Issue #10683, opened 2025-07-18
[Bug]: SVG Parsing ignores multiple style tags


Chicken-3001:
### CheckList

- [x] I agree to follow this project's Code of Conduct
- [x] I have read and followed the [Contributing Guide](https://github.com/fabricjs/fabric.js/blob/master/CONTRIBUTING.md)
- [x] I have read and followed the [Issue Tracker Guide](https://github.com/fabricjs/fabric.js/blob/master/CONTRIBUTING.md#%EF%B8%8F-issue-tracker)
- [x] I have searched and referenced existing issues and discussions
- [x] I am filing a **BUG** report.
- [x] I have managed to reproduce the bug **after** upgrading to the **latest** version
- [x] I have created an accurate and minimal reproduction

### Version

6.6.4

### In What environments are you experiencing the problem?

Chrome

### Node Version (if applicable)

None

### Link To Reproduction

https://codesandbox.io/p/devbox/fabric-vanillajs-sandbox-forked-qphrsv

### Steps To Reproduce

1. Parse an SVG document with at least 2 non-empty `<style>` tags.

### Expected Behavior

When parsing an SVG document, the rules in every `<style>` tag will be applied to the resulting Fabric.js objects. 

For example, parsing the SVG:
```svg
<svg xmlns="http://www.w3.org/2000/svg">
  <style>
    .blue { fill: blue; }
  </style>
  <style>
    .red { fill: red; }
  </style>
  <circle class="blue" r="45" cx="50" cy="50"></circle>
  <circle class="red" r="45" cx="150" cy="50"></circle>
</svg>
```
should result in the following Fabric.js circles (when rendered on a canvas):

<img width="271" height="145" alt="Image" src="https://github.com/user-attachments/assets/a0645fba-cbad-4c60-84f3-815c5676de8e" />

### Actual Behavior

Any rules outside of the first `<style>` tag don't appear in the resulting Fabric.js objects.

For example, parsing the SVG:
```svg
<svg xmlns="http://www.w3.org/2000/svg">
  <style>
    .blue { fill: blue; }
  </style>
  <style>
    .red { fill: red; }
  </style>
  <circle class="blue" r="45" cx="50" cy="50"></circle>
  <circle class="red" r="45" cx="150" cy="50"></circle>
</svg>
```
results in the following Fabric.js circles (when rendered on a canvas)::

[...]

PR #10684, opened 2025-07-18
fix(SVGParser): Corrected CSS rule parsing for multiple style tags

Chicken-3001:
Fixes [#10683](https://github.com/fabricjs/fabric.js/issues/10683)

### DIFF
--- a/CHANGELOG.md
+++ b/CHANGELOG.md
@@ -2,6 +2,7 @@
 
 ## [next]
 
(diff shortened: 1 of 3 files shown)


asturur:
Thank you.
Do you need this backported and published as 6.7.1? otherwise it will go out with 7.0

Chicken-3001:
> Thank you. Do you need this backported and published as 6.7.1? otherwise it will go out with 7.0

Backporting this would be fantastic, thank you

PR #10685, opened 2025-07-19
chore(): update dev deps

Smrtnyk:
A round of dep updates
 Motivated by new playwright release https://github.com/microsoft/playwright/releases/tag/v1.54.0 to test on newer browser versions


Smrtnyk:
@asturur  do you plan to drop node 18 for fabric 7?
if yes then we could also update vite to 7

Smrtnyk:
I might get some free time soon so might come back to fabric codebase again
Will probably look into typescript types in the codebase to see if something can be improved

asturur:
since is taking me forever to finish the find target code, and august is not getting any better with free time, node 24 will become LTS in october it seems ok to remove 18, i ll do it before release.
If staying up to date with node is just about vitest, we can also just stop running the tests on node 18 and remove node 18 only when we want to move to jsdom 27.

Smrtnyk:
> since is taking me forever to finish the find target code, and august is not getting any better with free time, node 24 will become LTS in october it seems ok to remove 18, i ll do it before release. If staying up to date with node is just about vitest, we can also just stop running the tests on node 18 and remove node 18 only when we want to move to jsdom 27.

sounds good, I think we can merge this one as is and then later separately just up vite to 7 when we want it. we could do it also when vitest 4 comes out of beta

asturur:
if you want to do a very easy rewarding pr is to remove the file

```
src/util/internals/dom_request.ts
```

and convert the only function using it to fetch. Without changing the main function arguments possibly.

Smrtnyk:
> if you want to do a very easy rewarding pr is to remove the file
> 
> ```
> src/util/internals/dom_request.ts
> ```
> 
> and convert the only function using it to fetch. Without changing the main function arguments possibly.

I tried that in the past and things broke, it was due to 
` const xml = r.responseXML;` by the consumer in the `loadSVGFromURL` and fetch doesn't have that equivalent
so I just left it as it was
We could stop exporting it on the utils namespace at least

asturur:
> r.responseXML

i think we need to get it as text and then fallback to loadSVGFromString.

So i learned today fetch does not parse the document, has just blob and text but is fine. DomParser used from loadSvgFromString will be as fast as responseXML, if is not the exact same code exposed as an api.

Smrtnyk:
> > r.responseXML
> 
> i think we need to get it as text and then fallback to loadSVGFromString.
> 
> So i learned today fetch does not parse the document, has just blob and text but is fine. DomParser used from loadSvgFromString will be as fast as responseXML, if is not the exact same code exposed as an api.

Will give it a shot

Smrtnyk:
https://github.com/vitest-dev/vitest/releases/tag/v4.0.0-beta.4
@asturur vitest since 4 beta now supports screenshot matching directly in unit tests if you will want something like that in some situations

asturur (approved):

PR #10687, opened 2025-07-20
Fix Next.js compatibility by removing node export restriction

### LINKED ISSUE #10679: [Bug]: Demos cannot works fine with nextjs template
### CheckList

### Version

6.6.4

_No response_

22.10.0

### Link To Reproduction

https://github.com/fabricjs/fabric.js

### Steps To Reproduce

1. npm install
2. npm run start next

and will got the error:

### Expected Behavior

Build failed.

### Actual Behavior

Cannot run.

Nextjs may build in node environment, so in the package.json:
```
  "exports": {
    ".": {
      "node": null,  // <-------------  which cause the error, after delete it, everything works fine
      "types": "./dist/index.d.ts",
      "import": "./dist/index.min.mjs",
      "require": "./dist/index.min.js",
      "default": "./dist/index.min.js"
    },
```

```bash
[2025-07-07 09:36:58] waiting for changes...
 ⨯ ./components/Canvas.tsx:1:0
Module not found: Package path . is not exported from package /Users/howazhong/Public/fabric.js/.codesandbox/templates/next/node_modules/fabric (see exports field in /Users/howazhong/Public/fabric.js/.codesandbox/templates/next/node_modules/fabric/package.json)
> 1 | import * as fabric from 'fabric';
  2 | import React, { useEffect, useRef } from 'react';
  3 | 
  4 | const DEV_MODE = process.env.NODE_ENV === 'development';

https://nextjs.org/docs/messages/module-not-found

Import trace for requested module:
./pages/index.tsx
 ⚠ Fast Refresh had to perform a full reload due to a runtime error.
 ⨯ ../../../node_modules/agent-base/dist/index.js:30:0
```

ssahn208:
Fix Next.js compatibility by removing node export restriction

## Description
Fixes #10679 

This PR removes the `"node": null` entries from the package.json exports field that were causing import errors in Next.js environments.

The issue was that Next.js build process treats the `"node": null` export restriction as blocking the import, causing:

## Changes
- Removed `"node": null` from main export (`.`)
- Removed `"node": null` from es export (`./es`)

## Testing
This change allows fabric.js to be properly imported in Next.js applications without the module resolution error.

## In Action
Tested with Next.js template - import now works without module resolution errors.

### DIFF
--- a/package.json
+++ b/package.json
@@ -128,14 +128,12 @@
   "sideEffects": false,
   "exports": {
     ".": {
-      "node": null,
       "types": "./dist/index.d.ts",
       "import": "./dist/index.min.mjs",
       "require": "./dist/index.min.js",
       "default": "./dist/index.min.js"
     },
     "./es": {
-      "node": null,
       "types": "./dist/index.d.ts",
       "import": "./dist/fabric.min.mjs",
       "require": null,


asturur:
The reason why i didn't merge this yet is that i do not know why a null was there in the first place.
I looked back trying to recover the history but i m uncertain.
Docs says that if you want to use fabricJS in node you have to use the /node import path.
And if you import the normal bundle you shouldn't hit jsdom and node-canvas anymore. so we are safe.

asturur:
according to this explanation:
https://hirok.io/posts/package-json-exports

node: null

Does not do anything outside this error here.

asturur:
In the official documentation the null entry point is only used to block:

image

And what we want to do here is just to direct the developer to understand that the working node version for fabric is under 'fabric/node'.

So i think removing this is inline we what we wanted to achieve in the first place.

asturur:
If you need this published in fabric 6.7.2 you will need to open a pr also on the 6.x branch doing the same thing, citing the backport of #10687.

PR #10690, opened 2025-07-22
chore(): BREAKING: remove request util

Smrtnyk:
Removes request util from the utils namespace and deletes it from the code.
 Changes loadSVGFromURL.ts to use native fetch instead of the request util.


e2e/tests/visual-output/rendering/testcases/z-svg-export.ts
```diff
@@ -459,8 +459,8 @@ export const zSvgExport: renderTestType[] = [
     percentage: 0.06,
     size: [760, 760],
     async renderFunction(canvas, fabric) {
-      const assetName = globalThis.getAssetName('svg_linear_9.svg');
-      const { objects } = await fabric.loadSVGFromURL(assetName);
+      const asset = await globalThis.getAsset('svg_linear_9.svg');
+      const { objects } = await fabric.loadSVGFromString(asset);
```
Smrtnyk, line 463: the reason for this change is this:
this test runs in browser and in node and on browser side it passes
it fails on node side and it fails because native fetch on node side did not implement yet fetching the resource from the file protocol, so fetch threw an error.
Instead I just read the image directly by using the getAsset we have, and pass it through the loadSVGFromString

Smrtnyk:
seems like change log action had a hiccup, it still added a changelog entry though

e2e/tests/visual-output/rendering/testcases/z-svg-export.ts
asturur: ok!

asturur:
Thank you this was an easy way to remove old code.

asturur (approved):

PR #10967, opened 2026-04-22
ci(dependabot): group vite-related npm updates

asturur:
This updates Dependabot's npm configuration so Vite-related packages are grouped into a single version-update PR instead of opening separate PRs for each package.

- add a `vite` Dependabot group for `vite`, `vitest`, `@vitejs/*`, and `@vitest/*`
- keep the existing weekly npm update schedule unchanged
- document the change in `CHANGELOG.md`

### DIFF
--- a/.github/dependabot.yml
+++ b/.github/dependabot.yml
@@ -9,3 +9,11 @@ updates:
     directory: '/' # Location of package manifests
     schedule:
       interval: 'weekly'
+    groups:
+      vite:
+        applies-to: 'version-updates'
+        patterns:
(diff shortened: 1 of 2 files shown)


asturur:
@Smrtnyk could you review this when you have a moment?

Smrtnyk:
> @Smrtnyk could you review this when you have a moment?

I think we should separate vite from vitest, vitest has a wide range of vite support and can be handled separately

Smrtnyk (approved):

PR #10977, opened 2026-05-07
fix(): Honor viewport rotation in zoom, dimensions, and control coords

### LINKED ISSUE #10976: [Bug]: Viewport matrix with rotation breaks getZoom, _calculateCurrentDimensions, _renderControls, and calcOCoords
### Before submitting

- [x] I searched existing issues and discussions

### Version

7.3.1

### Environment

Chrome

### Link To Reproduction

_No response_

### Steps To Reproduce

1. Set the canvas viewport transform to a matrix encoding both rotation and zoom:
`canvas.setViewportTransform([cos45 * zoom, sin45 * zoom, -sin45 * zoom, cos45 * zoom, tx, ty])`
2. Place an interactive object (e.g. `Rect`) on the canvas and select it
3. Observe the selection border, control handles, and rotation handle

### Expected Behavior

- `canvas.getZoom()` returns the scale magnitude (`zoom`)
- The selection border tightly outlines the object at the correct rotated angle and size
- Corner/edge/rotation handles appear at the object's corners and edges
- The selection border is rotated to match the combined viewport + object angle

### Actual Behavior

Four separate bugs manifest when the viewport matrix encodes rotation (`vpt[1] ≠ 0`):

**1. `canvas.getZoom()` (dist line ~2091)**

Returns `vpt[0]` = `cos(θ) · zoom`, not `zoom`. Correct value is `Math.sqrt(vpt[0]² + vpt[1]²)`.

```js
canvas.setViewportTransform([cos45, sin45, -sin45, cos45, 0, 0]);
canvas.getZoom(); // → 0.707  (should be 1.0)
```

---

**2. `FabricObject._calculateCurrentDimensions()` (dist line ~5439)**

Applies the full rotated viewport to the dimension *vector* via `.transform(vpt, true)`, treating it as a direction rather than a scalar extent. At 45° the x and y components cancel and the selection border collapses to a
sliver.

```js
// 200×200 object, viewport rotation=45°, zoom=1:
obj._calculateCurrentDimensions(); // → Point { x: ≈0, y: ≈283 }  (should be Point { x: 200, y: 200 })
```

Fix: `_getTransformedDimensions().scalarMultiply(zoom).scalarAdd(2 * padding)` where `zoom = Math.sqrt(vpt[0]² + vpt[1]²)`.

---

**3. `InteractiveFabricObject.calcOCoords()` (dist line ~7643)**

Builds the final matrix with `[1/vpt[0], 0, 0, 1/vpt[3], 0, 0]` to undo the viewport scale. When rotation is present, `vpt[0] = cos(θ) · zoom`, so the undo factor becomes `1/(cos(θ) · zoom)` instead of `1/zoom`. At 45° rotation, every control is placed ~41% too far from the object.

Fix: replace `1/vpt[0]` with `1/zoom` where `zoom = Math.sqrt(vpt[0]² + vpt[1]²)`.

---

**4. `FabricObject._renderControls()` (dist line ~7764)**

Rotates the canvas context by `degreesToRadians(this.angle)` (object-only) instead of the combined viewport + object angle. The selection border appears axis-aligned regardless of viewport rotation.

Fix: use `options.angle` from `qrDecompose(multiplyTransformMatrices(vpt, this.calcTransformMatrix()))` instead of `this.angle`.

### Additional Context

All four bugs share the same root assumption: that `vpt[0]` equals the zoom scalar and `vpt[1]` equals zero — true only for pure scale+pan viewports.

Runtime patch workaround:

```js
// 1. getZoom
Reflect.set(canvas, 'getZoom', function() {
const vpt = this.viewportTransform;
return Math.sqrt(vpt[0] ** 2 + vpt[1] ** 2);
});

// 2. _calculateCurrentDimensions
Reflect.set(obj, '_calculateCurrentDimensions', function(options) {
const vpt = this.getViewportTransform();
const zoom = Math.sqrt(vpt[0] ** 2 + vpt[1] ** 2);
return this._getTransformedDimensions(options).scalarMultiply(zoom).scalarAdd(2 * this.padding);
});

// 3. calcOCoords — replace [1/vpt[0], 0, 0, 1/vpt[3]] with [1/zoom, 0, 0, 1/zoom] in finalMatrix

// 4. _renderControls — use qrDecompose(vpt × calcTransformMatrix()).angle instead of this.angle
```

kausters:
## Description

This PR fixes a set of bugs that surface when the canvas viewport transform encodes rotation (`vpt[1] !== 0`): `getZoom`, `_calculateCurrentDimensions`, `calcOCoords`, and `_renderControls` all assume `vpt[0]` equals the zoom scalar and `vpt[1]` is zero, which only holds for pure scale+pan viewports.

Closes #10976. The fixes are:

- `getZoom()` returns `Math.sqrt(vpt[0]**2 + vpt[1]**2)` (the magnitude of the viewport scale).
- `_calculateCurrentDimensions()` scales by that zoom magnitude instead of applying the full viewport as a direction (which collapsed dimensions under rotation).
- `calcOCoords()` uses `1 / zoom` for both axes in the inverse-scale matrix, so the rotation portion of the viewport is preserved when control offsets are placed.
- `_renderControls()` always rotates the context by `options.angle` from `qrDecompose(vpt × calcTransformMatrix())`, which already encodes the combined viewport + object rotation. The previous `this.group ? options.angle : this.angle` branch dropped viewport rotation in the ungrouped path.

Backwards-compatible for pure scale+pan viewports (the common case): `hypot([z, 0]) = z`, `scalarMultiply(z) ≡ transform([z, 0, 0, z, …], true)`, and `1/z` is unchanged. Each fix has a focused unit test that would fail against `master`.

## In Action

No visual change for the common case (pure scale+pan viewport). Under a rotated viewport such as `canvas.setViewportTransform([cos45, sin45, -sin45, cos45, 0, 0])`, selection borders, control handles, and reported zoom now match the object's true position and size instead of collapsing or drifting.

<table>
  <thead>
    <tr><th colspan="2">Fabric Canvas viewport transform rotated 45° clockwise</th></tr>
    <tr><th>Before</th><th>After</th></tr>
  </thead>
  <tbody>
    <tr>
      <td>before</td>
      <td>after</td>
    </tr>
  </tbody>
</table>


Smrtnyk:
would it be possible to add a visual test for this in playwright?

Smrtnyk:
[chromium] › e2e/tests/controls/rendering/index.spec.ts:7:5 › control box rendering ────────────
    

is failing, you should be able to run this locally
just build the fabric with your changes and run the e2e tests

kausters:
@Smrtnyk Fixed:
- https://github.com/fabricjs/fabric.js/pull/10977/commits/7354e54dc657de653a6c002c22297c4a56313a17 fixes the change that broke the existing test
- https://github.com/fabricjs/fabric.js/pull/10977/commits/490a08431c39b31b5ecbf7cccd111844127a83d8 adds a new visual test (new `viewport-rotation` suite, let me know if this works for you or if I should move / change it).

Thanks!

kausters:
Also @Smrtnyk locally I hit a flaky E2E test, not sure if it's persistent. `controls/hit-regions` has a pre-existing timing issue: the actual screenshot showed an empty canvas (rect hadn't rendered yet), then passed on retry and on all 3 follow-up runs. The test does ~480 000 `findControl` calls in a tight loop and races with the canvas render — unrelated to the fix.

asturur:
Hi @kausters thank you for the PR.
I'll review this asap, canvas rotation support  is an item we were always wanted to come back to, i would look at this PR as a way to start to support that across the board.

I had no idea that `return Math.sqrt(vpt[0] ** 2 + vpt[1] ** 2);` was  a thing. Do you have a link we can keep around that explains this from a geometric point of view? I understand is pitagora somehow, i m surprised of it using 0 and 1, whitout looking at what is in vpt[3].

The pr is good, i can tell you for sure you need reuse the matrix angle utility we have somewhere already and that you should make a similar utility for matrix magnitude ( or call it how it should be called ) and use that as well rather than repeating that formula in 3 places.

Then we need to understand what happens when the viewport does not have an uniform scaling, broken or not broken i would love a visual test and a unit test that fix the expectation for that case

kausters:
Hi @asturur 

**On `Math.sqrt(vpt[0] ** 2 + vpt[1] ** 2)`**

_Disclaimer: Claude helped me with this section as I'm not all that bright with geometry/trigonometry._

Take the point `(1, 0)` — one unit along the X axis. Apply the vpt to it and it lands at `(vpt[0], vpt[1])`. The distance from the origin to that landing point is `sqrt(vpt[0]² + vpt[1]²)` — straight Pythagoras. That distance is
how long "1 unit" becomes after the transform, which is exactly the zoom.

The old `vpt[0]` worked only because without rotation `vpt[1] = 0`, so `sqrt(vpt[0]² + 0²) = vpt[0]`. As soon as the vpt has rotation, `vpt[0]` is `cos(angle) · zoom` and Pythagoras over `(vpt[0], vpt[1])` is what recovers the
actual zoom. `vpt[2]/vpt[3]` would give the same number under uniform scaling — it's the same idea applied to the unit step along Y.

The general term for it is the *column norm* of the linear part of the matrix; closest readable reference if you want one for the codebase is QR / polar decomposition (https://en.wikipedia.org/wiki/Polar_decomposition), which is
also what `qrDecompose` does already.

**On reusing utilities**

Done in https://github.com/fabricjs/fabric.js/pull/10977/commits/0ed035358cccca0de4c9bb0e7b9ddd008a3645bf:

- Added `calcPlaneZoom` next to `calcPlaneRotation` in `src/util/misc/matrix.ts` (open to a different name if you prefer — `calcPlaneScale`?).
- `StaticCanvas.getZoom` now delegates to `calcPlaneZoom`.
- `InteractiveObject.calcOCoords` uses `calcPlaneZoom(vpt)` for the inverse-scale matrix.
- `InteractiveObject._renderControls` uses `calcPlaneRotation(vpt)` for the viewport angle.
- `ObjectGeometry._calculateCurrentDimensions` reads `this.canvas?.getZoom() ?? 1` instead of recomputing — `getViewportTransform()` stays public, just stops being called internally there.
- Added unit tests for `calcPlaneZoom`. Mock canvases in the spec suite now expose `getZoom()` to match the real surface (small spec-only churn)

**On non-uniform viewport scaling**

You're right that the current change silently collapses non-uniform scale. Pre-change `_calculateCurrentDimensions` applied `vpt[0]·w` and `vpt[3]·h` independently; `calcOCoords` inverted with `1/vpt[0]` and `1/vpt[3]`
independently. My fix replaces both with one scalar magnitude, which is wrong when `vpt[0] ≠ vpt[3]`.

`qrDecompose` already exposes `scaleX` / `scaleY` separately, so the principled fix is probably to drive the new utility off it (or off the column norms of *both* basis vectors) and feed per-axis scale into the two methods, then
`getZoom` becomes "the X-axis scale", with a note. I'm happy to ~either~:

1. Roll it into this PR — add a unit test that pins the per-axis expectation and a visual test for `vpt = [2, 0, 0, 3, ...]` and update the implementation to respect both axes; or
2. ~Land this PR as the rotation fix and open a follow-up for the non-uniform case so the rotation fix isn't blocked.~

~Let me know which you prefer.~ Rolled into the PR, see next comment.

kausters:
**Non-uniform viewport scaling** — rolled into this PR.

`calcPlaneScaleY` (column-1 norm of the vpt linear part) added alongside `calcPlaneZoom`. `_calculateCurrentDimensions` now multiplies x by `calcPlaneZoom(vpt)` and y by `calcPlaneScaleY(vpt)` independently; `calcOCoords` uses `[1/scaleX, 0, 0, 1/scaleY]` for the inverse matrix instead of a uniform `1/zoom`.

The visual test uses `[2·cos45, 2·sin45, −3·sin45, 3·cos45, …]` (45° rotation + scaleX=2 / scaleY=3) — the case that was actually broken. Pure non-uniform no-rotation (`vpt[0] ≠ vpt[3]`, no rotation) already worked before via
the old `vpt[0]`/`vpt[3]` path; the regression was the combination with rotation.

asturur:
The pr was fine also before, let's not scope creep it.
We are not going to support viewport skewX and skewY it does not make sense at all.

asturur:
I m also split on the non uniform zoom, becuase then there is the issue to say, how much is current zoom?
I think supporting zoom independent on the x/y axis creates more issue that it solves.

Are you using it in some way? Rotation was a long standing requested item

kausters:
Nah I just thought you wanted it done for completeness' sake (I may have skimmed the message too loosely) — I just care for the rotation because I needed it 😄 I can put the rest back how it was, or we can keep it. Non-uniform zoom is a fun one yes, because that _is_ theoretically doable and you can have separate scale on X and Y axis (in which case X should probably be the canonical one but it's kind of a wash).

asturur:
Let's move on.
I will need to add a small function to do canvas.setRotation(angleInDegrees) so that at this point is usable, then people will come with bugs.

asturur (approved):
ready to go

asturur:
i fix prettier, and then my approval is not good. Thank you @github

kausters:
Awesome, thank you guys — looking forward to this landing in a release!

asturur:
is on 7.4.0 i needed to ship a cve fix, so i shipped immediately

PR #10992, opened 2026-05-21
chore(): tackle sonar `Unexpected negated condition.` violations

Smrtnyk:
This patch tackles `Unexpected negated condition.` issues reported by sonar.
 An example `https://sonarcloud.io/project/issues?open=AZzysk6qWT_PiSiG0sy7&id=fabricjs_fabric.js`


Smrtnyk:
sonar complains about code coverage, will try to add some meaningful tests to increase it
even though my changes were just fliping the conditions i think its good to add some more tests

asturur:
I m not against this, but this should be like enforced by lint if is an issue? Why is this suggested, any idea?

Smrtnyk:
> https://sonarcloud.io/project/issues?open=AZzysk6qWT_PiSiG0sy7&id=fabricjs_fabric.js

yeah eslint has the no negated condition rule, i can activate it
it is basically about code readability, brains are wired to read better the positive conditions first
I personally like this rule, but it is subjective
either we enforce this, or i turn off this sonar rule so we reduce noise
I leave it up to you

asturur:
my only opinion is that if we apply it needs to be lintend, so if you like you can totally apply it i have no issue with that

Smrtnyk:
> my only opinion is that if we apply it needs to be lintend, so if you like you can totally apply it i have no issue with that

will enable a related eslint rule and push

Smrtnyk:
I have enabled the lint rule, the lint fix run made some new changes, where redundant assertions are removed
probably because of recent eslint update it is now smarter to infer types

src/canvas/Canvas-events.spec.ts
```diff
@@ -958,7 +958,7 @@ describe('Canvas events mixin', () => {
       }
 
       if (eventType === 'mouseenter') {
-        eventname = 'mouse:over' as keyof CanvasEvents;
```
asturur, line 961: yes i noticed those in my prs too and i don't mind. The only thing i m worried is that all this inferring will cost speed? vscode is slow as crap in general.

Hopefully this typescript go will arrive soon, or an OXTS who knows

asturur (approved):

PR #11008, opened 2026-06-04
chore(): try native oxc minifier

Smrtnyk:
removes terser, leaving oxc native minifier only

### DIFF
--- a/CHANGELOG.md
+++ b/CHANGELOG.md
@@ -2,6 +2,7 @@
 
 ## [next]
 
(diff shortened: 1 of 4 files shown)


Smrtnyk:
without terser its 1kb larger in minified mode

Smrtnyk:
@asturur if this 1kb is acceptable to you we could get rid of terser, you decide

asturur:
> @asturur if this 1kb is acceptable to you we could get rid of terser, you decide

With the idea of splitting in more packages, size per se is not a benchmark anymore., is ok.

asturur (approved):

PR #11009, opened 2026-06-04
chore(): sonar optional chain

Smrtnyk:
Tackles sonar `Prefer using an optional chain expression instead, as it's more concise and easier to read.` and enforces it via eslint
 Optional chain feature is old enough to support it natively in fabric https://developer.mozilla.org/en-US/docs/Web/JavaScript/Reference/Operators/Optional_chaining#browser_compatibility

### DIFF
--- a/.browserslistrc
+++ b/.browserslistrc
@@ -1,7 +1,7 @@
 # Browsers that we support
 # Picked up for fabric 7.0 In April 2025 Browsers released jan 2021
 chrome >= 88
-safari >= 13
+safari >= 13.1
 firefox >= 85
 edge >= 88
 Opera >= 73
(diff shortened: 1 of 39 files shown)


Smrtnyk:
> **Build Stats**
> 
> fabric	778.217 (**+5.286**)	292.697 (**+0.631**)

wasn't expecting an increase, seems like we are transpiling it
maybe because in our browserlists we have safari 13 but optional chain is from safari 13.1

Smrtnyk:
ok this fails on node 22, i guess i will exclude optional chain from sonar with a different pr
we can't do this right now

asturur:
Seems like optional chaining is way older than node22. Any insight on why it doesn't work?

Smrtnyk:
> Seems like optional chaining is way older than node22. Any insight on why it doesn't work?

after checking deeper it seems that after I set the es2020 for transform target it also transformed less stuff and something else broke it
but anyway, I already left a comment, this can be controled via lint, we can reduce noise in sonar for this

• Task requirements:
Output exactly the span of lines beginning at the first line of the records and ending at the line that holds "1. Parse an", inclusive, with no other text.

• Expected answer:
Issue #10683, opened 2025-07-18
[Bug]: SVG Parsing ignores multiple style tags


Chicken-3001:
### CheckList

- [x] I agree to follow this project's Code of Conduct
- [x] I have read and followed the [Contributing Guide](https://github.com/fabricjs/fabric.js/blob/master/CONTRIBUTING.md)
- [x] I have read and followed the [Issue Tracker Guide](https://github.com/fabricjs/fabric.js/blob/master/CONTRIBUTING.md#%EF%B8%8F-issue-tracker)
- [x] I have searched and referenced existing issues and discussions
- [x] I am filing a **BUG** report.
- [x] I have managed to reproduce the bug **after** upgrading to the **latest** version
- [x] I have created an accurate and minimal reproduction

### Version

6.6.4

### In What environments are you experiencing the problem?

Chrome

### Node Version (if applicable)

None

### Link To Reproduction

https://codesandbox.io/p/devbox/fabric-vanillajs-sandbox-forked-qphrsv

### Steps To Reproduce

1. Parse an SVG document with at least 2 non-empty `<style>` tags.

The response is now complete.